• **Action item**:
Each line from the one containing "I'm not sure we need so many borgs tbh." to the end of the listing below must be retyped exactly, with no line left out and none added.

• **Given entries**:

PR #2200, opened 2017-09-24
Bumps borgs up by one.

Cameron653:
Increases borgs, so one more borg can latejoin.

https://i.imgur.com/X7MIKPZ.png

### DIFF
--- a/code/game/jobs/job/z_all_jobs_vr.dm
+++ b/code/game/jobs/job/z_all_jobs_vr.dm
@@ -29,8 +29,8 @@
 	spawn_positions = 4
 
 /datum/job/cyborg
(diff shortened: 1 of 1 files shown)


icowom:
Mhmm, this would be perfect for setting up a squad of doggo borgs! Also some spread where every dept has at least one borg to call into service

SpadesNeil:
I'm not sure we need so many borgs tbh.

Cameron653:
People are requesting it and ahelps for borg slots to be opened isn't too uncommon, along with the fact borgs have such a different playstyle than humanoids that people seem to enjoy.

SpadesNeil:
fuckit, but no more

• **Answer to this exercise**:
I'm not sure we need so many borgs tbh.

Cameron653:
People are requesting it and ahelps for borg slots to be opened isn't too uncommon, along with the fact borgs have such a different playstyle than humanoids that people seem to enjoy.

SpadesNeil:
fuckit, but no more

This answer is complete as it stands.